You can always use your own Hi-C data. Alternatively, Hi-C datasets can be easily downloaded from the public databases. For example, we obtained ours from Rao et al, (2014) on GEO. Specifically, we used the following files that contain Hi-C data from five different cell types:

GSE63525_GM12878_primary_intrachromosomal_contact_matrices.tar.gz
GSE63525_HUVEC_primary_intrachromosomal_contact_matrices.tar.gz
GSE63525_NHEK_primary_intrachromosomal_contact_matrices.tar.gz
GSE63525_K562_primary_intrachromosomal_contact_matrices.tar.gz
GSE63525_KBM7_primary_intrachromosomal_contact_matrices.tar.gz

Each tarball contains multiple subdirectories (see their readme file provided on the same page, in the link above).
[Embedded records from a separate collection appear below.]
PR #983, opened 2023-10-10
[GH-939]: Updated the message for webhookURL in step 2 of plugin setup

Kshitij-Katiyar:
### Summary
- Updated the message in webhookURL modal in the second step of the plugin setup
#### Old
Screenshot from 2023-10-10 13-45-05

#### New
Screenshot from 2023-10-10 13-43-30

### Issue link
#939 

### What to test
- Content of the modal in step 2 of plugin setup(webhook URL step)
### How to test
- Install the plugin
- run `jira setup`
- open the JIRA bot dm
- Complete Step 1
- Modal to be tested will be visible at the end of step 2
Screenshot from 2023-10-10 13-48-04

### DIFF
--- a/server/setup_flow.go
+++ b/server/setup_flow.go
@@ -58,7 +58,7 @@ const (
 )
 
 const (
-	newline    = "\n"
+	lineBreak    = "\n"
 	webhookURL = "\n [{{.WebhookURL}}]({{.WebhookURL}})"
 )
 
@@ -405,7 +405,7 @@ func (p *Plugin) stepWebhook() flow.Step {
 			Color: flow.ColorPrimary,
 			Dialog: &model.Dialog{
 				Title:            "Jira Webhook URL",
-				IntroductionText: "Please copy and use the link below as webhook URL. Once you have entered all options and the webhook URL, select **Create**. \n" + fmt.Sprintf("%s %s", newline, webhookURL),
+				IntroductionText: fmt.Sprintf("Please copy and use the link below as webhook URL. Once you have entered all options and the webhook URL, select **Create**. %s", lineBreak) + fmt.Sprintf("%s %s", lineBreak, webhookURL),
 				SubmitLabel:      "Continue",
 			},
 			OnDialogSubmit: flow.DialogGoto(stepWebhookDone),
--- a/server/setup_flow.go
+++ b/server/setup_flow.go
@@ -58,8 +58,8 @@ const (
 )
 
 const (
-	lineBreak    = "\n"
-	webhookURL = "\n [{{.WebhookURL}}]({{.WebhookURL}})"
+	lineBreak  = "\n"
+	webhookURL = "[{{.WebhookURL}}]({{.WebhookURL}})"
 )
 
 func (p *Plugin) NewSetupFlow() *flow.Flow {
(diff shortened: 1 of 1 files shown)


server/setup_flow.go
```diff
@@ -400,7 +405,7 @@ func (p *Plugin) stepWebhook() flow.Step {
 			Color: flow.ColorPrimary,
 			Dialog: &model.Dialog{
 				Title:            "Jira Webhook URL",
-				IntroductionText: "Please scroll to select the entire URL if necessary.\n\n```{{.WebhookURL}}```\n\nOnce you have entered all options and the webhook URL, select **Create**",
+				IntroductionText: fmt.Sprintf("Please copy and use the link below as webhook URL. Once you have entered all options and the webhook URL, select **Create**. %s", lineBreak) + fmt.Sprintf("%s %s", lineBreak, webhookURL),
```
mickmister, line 408: Putting a line break into a variable seems kind of overkill to me. Is this a functional requirement or for readability? The developer has to trace positional `%s`'s to determine where those are being used. This is a small piece of code so it doesn't matter that much but just bringing it up for discussion

mickmister (approved):
LGTM

server/setup_flow.go
cwarnermm, line 408:
```suggestion
				IntroductionText: fmt.Sprintf("Please copy the link below as the webhook URL. Once you have entered all options and the webhook URL, select **Create**. %s", lineBreak) + fmt.Sprintf("%s %s", lineBreak, webhookURL),
```

cwarnermm: @Kshitij-Katiyar - The updated text doesn't match the the popup dialog itself. The user only has 2 options: Cancel or Continue. The user isn't able to see any fields to populate.

I recognize that your PR hasn't made changes to that existing text. Are you open to updating your proposed text to provide more guidance to the user who encounters this dialog? If so, what would you recommend? What instructions on this dialog would help guide the user interested in setting up their Jira Webhook?

mickmister: @cwarnermm This dialog is actually instructing the admin to interact with a form in Jira's UI, for installing the integration on that end. There is indeed no indication on the dialog itself, but I believe there is an instruction in a post that opens the dialog.

https://github.com/mattermost/mattermost-plugin-jira/blob/7534a9747b3e53a5f69a74660aaa7bc9f3c00869/server/setup_flow.go#L385-L400

The last line "Select **View Webhook URL**" is referring to the button below the post that opens the dialog

cwarnermm: Thanks, @mickmister, for this context.
@Kshitij-Katiyar - I approve this PR assuming the suggested change is applied to the dialog text. Thanks!

cwarnermm (approved):

server/setup_flow.go
mickmister: I'm thinking we should specify that the create button is in Jira though. For example:

> Once you have entered all options and the webhook URL, select **Create** on the Jira create webhook page.

cwarnermm: I agree with your proposal, @mickmister! Thank you! @Kshitij-Katiyar - Please note and update the text as proposed.

mickmister: FYI there's an unresolved request in this thread, to make sure we mention the `Create` button is in Jira's UI

cwarnermm: @Kshitij-Katiyar - Is this update something you're open to creating a PR for?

We chose a resolution and a chromosome number (for our main-text analysis, we used chromosome 10 at 50kb resolution), and kept data from all pairs (subdirectory "MAPQG0").

Data Formatting (pre-pre-processing)

The input Hi-C data for demo1 should be passed in a MAT file, that contains a symmetric matrix with non-negative entries. Upper or lower triangular matrices are allowed, which will be symmetrized by the script. There can be NaN entries, but they will be replaced by zeros. The matrix can have empty rows/columns, with all zeros, but they will be removed during the pre-processing.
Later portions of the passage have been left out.